One is for the division of the input image into three areas: background, leaf area, and spot area indicating the leaf diseases, which is the region of interest (ROI), and the other is for the classification of leaf diseases. respectively; subsequently, they are trained separately through transfer learning with a new training set containing class information, according to the types of leaf diseases and the ground truth images where the background, leaf area, and spot area are separated.
Next, to connect these sub networks and subsequently train the connected whole network in an end-to-end manner, the predicted ROI feature map is stacked on the top of the input image through a fusion layer, and subsequently fed into the subnetwork used for the leaf disease identification.

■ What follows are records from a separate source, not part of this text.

PR #1966, opened 2026-08-25
fix(usage): close a truncated snapshot line before appending

### LINKED ISSUE #1965: one interrupted snapshot write loses every digest after it
A process killed between writing a snapshot record and its newline leaves half a line. The next injection appends onto it, so one line holds two JSON objects and parses as neither — and because the reader drops what it cannot parse, both digests are gone:

```
one injection recorded, killed before the newline, then the next injection:

  after the kill:            1 snapshot readable
  after the next injection:  0 readable
  file has 2 lines
```

`deja log --last` then reports no injected digests on a machine that has just served two.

The experimental results indicate that correct recognition accuracy can be increased using the predicted ROI feature map. It is also shown that the proposed method obtains better performance than the conventional state-of-the-art methods: transfer-learning-based methods, bilinear model, and multiscale-based deep feature extraction and pooling approach.
Introduction To Apple Leaf Disease Indentification Project
Information and communications technology has been applied into the existing farming practices to increase the quantity and quality of plants and crops.
Smart agriculture sensors including optical sensors, accelerometer, electrochemical sensors, and airflow sensors have been used to measure a leaf’s angle and colors , soil properties, pH, soil nutrient levels.
Continuous monitoring yields a vast amount of sensing data, from which a plant diseases and its growth condition can be evaluated through data analysis, thereby enabling an increase in yield while minimizing resources such as water and fertilizer.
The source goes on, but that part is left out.